Instructions for the task: Please copy each line below that contains the word "text".

Extracted data:
PR #83, opened 2026-08-27
The card stops selling food on a day the client closed

ButiMM:
## The customer failure

Live phone trace, 2026-08-26. The client said they were done eating for the day. One turn answered them twice, from the same day-state:

```
text: "Get today's session done."                    <- closure respected
card: "Get a real protein into your next two meals"  <- still selling food
```

## The mechanism (runtime, not static)

Two owners of the same question — "what should they do next":

| owner | rungs | closure guard |
|---|---|---|
| `chooseAction` (`one-action.ts`) | `eat_more`, `protein` | `!s.foodDayClosed` |
| `nextMoveLine` (`macro-card-attach.ts`) | the **same two rungs**, on the card | none |

## The correction

No new prose, no new owner, no new module. `nextMoveLine` already owned four close-out lines for the after-20:00 case, and one of them — *"That's the day. Tomorrow get a real protein in at breakfast"* — is exactly the right coaching for someone who has stopped eating short of protein. So **closure enters the same branch the clock does**, and the four lines below it are untouched:

```ts
if (foodDayClosed || hour >= 20) {
```

The card markers read closure from `held-constraints` — the same durable owner `canonicalDecision` consults. The read fails open to "not closed": a card is a bonus, never a blocker.

`+38 / −3` in production code, one file.

## What is proven — stated precisely

**The card no longer sells food when a closed-day constraint is held**, and the closure reaches it through the real production path. That is the claim.

This does **not** claim that the card and the text choose the same next move in general, and it does not address same-turn closure. Those are separate questions and are untouched here.

## The proof runs through the production marker

The first version of this proof called `nextMoveLine(rows, …, foodDayClosed)` directly. Grok's question 4 killed it: delete both `foodDayClosed: await dayClosedFor(...)` lines from the markers and every assertion stayed green while the client kept reading "eat more" on a day they closed. A test that can be green while the customer is wrong is not evidence.

The graded path is now the real one, end to end:

```
dailyMacroCardMarker / macroCardMarker
  -> dayClosedFor -> readHeldConstraints -> nextMoveLine -> PNG
```

The card's words are rasterised into that PNG and cannot be read back, so the assertion is on **bytes**: render the two cards this day-state can produce, then check which one the marker actually emitted. Byte equality is exact — it pins the specific close-out line, not merely "some different card".

**Both call sites are graded.** Grading only one left the other deletable with the suite still green — the same defect one call site along. The meal-log card is the one that rides every food log a client sends.

Three things are pinned so the bytes mean something: the **clock** (frozen at 19:00 SAST on a fixed date — after 20:00 the branch is taken anyway, so broken wiring would look fixed), the **ledger** (an empty day), and the **closure** (seeded through the raw `pool.query` seam, since a constraint stated at 08:00 cannot otherwise be expressed offline).

## Controls — six, each failing independently

| control | result |
|---|---|
| delete the meal-log marker's wiring | **RED** |
| delete the daily-card marker's wiring | **RED** |
| remove `foodDayClosed \|\|` from the branch | **RED** — reproduces the live trace verbatim |
| drop the `mealCard` pass-through | **RED** |
| over-guard the branch with `if (true)` | **RED** — "An open day lost its card instruction" |
| unpin the clock to 21:00 SAST | **RED** — the pin is load-bearing, not decoration |

Every failure message carries the customer-visible string, e.g.:

```
✗ A held closed-day constraint did not reach the meal-log card: it emitted the
  same image as an open day — card said "Get a real protein into your next two meals"
```

## Suite state

```
✓ tracking-contract-tests
suites: 32/35 green, 1 covered nothing
```

Governors, unchanged from main `d978d00`:

```
```

No budget raised, no suppression, no new module. The PNG renderer is already exercised by `unit-tests` in CI, so this adds no new build dependency.

## Commits

| SHA | scope |
|---|---|
| `63d930c` | production: closure enters the close-out branch |
| `68b1bb8` | test-only: the proof runs through the production marker |

## Carried forward, not silently closed

Cut C (goal-distance → trajectory owner) and the step-raise coaching hole from the same evidence set are untouched, per the locked stage order.

### DIFF
--- a/script/tracking-contract-tests.ts
+++ b/script/tracking-contract-tests.ts
@@ -301,6 +301,90 @@ const MUST_WRITE: [string, string][] = [
   }
 
   /**
+   * THE CARD MAY NOT CONTRADICT THE DECISION (2026-08-26, live phone trace).
+   *
+   * The client said they were done eating for the day. The text respected it. The card told them
+   * to eat more. Both were produced by the same turn, from the same day-state, by two different
+   * owners of the same question:
+   *
+   *     chooseAction        eat_more and protein rungs, each guarded by !s.foodDayClosed
+   *     nextMoveLine        the SAME two rungs on the card, with no such guard
+   *
+   * Reproduced deterministically on one day-state — fat-loss client, 19:00, protein 60 of 180:
+   *
+   *     text: "Get today's session done."                    (closure respected)
+   *     card: "Get a real protein into your next two meals"  (still selling food)
+   *
+   * The fix adds no prose. A closed day is a finished day, and nextMoveLine already owned four
+   * close-out lines for the after-20:00 case — "That's the day. Tomorrow get a real protein in at
+   * breakfast" is exactly right for someone who stopped eating short of protein. Closure enters
+   * the same branch the clock does.
+   *
+   * GRADED THROUGH THE REAL PATH, not just the pure function: the card markers read closure from
+   * held-constraints, the same durable owner canonicalDecision consults. That read goes through
+   * raw pool.query, so it is seeded here via __KAMLIFE_STUB_PGROWS — the seam that exists because
+   * "the client said at 08:00 they are not training today" could not otherwise be expressed
+   * offline. Without it this test would only prove the parameter works, not that anything passes it.
+   */
+  {
+    const { nextMoveLine, mealCard } = await import("../server/macro-card-attach");
+    const { chooseAction } = await import("../server/one-action");
+    const { readHeldConstraints } = await import("../server/held-constraints");
+
+    const rows = [
+      { label: "Calories", current: 1400, target: 2700 },
+      { label: "Protein", current: 60, target: 180 },
+      { label: "Fat", current: 40, target: 80 },
+      { label: "Carbs", current: 100, target: 300 },
+    ] as any;
+    const dayState = (closed: boolean) => ({
+      goal: "fat_loss", weeksOnProgramme: 5, daysSinceAnyLog: 0, daysSinceWeighIn: 1,
+      loggedToday: true, proteinPct: 60 / 180, caloriePct: 1400 / 2700,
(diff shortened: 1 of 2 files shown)


ButiMM:
## CI verified on the exact head `63d930c`

Run [33051713035](https://github.com/ButiMM/KamLife-Coach/actions/runs/33051713035/job/98448582526), completed 07:57 UTC.

```
suites: 32/35 green, 1 covered nothing in 103s
✓ tracking-contract-tests (10.0s)
✓ production-parity (11.8s)
```

**Baseline-equivalent.** Every number is identical to main `d978d00`. The two RED suites are the pre-existing governors, unchanged — no budget raised, no suppression added, no new module. The `⊘` is the standing normalizer-corpus gap, which needs live credentials and is not touched here.

`tracking-contract-tests` is green **with this cut's three new assertions inside it**, each of which was shown to go RED when its mechanism is removed (details in the description).

---

ButiMM:
## CI verified on the new head `68b1bb8`

Run [33053252544](https://github.com/ButiMM/KamLife-Coach/actions/runs/33053252544/job/98453640098), completed 08:18 UTC.

```
✓ tracking-contract-tests (12.8s)
✓ production-parity (14.1s)
suites: 32/35 green, 1 covered nothing in 113s
```

**Baseline-equivalent.** Every number identical to main `d978d00`. The two RED suites are the pre-existing governors — no budget raised, no suppression, no new module.

The contract suite is green **in CI with the byte-comparison wiring proof inside it**, which was the one environment risk worth naming: the cards are rasterised on the runner, and both sides of every comparison are rendered on the same machine, so the equality holds there as it does locally.

The head this ran against is `68b1bb8`, on these two facts: the check-runs query resolves against the PR head, and the run started 08:15:44 UTC — after the push. The combined-status endpoint returns `403 Resource not accessible by integration` under this integration's permissions, so that is not available as a third confirmation; reporting rather than retrying.

Back to the four questions.

---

Reply to the task:
text: "Get today's session done."                    <- closure respected
This does **not** claim that the card and the text choose the same next move in general, and it does not address same-turn closure. Those are separate questions and are untouched here.
+   * The client said they were done eating for the day. The text respected it. The card told them
+   *     text: "Get today's session done."                    (closure respected)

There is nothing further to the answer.